[Saved data entries]
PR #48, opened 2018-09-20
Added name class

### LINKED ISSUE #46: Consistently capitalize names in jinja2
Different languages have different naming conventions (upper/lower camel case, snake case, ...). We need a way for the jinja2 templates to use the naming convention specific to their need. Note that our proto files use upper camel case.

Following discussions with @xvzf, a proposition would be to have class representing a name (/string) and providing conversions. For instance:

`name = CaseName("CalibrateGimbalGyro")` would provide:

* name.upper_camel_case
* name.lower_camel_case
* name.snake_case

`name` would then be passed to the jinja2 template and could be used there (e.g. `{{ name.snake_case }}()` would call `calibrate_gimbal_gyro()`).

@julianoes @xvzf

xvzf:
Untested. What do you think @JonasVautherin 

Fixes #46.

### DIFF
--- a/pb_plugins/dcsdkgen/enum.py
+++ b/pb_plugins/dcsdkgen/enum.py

▶ _Problem statement_: Quote exactly the first line of the entries and every line after it, stopping with the line that contains "Different languages have".

▶ _Result below_:
PR #48, opened 2018-09-20
Added name class

### LINKED ISSUE #46: Consistently capitalize names in jinja2
Different languages have different naming conventions (upper/lower camel case, snake case, ...). We need a way for the jinja2 templates to use the naming convention specific to their need. Note that our proto files use upper camel case.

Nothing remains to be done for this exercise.